My sister and I were staying at my Granny’s (she and PawPaw were out of town) and Jimbo was down the street at my dad’s (they were also out of town).

Well – just as my sister and I were turning in for the night (about 1 am) we were startled by a rattling on the bedroom window and a man screaming “EMERGENCY! EMERGENCY!” (much like the way Dustin Hoffman screams “ELAINE” in The Graduate). I cautiously peeped through the blinds and saw that it was the boy.

“OPEN THE GARAGE!”

So my sis and I run to the front of the house and fly out the door into the garage. We see his fists banging on those top garage windows – still screaming EMERGENCY like Hoffman’s Benjamin.

He races under the half-open garage door and into the house – clutching his right (or was it left?) hand that’s wrapped in a bloody towel.

“WHAT THE HELL HAVE YOU DONE TO YOURSELF, BOY???!!!???”

“Shot myself . . . gotta go the ER,” he mumbles – then turns on the sink faucet and places his bloody hand underneath.

At this point, my sister and I are freaking out. He SHOT himself? What the hell?

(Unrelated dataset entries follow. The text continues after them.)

PR #1026, opened 2024-07-16
Custom logger implementation on iOS

### LINKED ISSUE #1023: setCustomLogger implementation from Android Library is not present in iOS library
Android has this method in the global Parameters section of the documentation ->
image

that can be used as so (it's an example) -> 

```
PrebidMobile.setCustomLogger(object : LogUtil.PrebidLogger
{
	override fun println(messagePriority: Int, tag: String, message: String)
	{
		when (messagePriority)
		{
			org.prebid.mobile.LogUtil.NONE    -> CustomLoggerExample.none(tag, message)
			org.prebid.mobile.LogUtil.VERBOSE -> CustomLoggerExample.v(tag, message)
			org.prebid.mobile.LogUtil.DEBUG   -> CustomLoggerExample.d(tag, message)
			org.prebid.mobile.LogUtil.INFO    -> CustomLoggerExample.i(tag, message)
			org.prebid.mobile.LogUtil.WARN    -> CustomLoggerExample.w(tag, message)
			org.prebid.mobile.LogUtil.ERROR   -> CustomLoggerExample.e(tag, message)
			org.prebid.mobile.LogUtil.ASSERT  -> CustomLoggerExample.e(tag, message)
			else            -> CustomLoggerExample.unkown(tag, message)
		}
	}
	
	override fun e(tag: String, message: String, throwable: Throwable)
	{
		CustomLoggerExample.e(tag, throwable)
	}
})
```

Have the same method with same capabilities

jsligh:
Fixes #1023

### DIFF
--- a/PrebidMobile/Logging/Log.swift
+++ b/PrebidMobile/Logging/Log.swift
@@ -15,78 +15,90 @@
 
 import Foundation
 
+/// This class serves as the central point for all logging operations within the SDK.
+/// It allows for categorized logging based on severity levels (e.g., error, warning, debug) and offers options for both console and file-based logging.
+/// It also provides the ability to set third-party logger.
 @objc(PBMLog) @objcMembers
 public class Log: NSObject {
 
     // MARK: - Public properties
-    public static var logger: PrebidLogger? = SDKConsoleLogger()
-    public static var dateFormat = "yyyy-MM-dd hh:mm:ssSSS"
-    public static var dateFormatter: DateFormatter {
-        let formatter = DateFormatter()
-        formatter.dateFormat = dateFormat
-        formatter.locale = Locale.current
-        formatter.timeZone = TimeZone.current
-        return formatter
-    }
     
-    public static func setCustomLogger(customLogger: PrebidLogger?) {
-        logger = customLogger
-    }
-    
+    /// The current logging level. Only messages at this level or higher will be logged.
     public static var logLevel: LogLevel = .debug
+    
+    /// Indicates whether logs should also be saved to a file.
     public static var logToFile = false
+    
+    /// Sets a custom logger to handle log messages.
+    public static func setCustomLogger(_ logger: PrebidLogger) {
+        self.logger = logger
+    }
 
     public static func error(_ object: Any, filename: String = #file, line: Int = #line, function: String = #function) {
-        log(object, logLevel: .error, filename: filename, line: line, function: function)
-        logger?.error(object, filename: filename, line: line, function: function)
+        logger.error(object, filename: filename, line: line, function: function)
     }
 
     public static func info(_ object: Any, filename: String = #file, line: Int = #line, function: String = #function) {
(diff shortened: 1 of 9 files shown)


PrebidMobile/Logging/Log.swift
```diff
@@ -33,38 +33,70 @@ public class Log: NSObject {
     public static var logToFile = false
 
     public static func error(_ object: Any, filename: String = #file, line: Int = #line, function: String = #function) {
-        log(object, logLevel: .error, filename: filename, line: line, function: function)
+        if (customLogger == nil) {
```
YuriyVelichkoPI, line 36: In my opinion, this kind of functionality should be implemented in the following way: 

1. Introduce the class `SDKConsoleLogger` which implements `PrebidLogger` protocol
2. Introduce internal property `var logger:  PrebidLogger? = SDKConsoleLogger()`
3. Introduce a custom setter for the `logger` so pubs can set up own one. 
4. in all functions of the `Log` class just use `logger?.dosomething( .... )`

It will alow to avoid `if ... else` and seamsly add another SDK loggers like `SDKFileLogger` if needed.

PrebidMobile/Logging/Log.swift
```diff
@@ -29,35 +29,46 @@ public class Log: NSObject {
...
     
+    public static func setCustomLogger(customLogger: PrebidLogger?) {
+        logger = customLogger
+    }
+    
     public static var logLevel: LogLevel = .debug
     public static var logToFile = false
 
     public static func error(_ object: Any, filename: String = #file, line: Int = #line, function: String = #function) {
         log(object, logLevel: .error, filename: filename, line: line, function: function)
```
YuriyVelichkoPI, line 40: this code should be in the respected function of the `SDKConsoleLogger`. 

Just move it to `error(...)` function in this case.

YuriyVelichkoPI: You should move 

```
 log(object, logLevel: .error, filename: filename, line: line, function: function)
```

into  `SDKConsoleLogger.error(_ object: Any, filename: String, line: Int, function: String)` function. 

And the same for all other functions. In this case the SDK's logging functionality will be encapsulated in `SDKConsoleLogger`. And published can replace it with a custom one.

PrebidMobile/Logging/Log.swift
```diff
@@ -29,35 +29,46 @@ public class Log: NSObject {
...
+        logger?.error(object, filename: filename, line: line, function: function)
     }
 
     public static func info(_ object: Any, filename: String = #file, line: Int = #line, function: String = #function) {
         log(object, logLevel: .info, filename: filename, line: line, function: function)
```
YuriyVelichkoPI, line 45: Now, you should remove system fogging from the Log class. Otherwise, the same messages will be logged twice.

YuriyVelichkoPI (approved):
LGTM

PR #1027, opened 2024-07-16
Added support for privacyUrl

### LINKED ISSUE #1014: Add support for privacy Url
Implement https://github.com/prebid/prebid-mobile-android/pull/754 on iOS

jsligh:
Fixes #1014

### DIFF
--- a/EventHandlers/PrebidMobileAdMobAdapters/Sources/PrebidAdMobNativeAdapter.swift
+++ b/EventHandlers/PrebidMobileAdMobAdapters/Sources/PrebidAdMobNativeAdapter.swift
@@ -45,15 +45,6 @@ public class PrebidAdMobNativeAdapter:
     
     public var store: String?
     
-    public var privacyUrl: String? {
-        set {
-            prebidNativeAd?.nativeAdMarkup?.privacy = newValue
-        }
-        get {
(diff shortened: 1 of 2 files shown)


EventHandlers/PrebidMobileAdMobAdapters/Sources/PrebidAdMobNativeAdapter.swift
```diff
@@ -45,6 +45,15 @@ public class PrebidAdMobNativeAdapter:
     
     public var store: String?
     
+    public var privacyUrl: String? {
```
YuriyVelichkoPI, line 48: This property doesn't make any sense, because it is absent in `GADMediatedUnifiedNativeAd`. So the GMA SDK won't use it. 

The sense of the request in the referenced ticket was just about adding the property to `NativeAd` class. 

```
 public var privacyUrl: String? {
        set {
            nativeAdMarkup?.privacy = newValue
        }
        get {
            nativeAdMarkup?.privacy
        }
    }
```

So publishers can use `nativeAd.privacyUrl` instead of `nativeAd.nativeAdMarkup?.privacy`.

YuriyVelichkoPI (approved):
LGTM

mdanylov-sigma (approved):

Well – as it turns out – Jimbo is quite a lover of history –especially military history. So, whilst my dad and Sara were out of town, he decided to have some sort of war filmfest all by himself. He had just watched “Glory” and wandered into the back for some reason – when he saw something shiny as he was passing the spare room.

It was our stepbrother Matt’s old BB gun.

Yes, I said BB gun.

So he, of course, goes right to it and begins playing around with it (being in that war mind-set and all.) He pumps the handle a bunch of times, fires it, and nothing comes out –just a puff of air.

So he thinks “Wow – I wonder how strong that puff of air is?”

Now, he hears BBs rattling around in the gun, but since nothing came out on that first shot . . .

Well – he pumps the handle about a hundred times, sticks his index finger over the barrel of the gun, fires, and promptly shoots a BB into his finger. His fingernail stops the BB from coming out on the other side. (OUCH!)

This of course, starts the panic process, which leads him to run down the street like a jackass and bang on our windows.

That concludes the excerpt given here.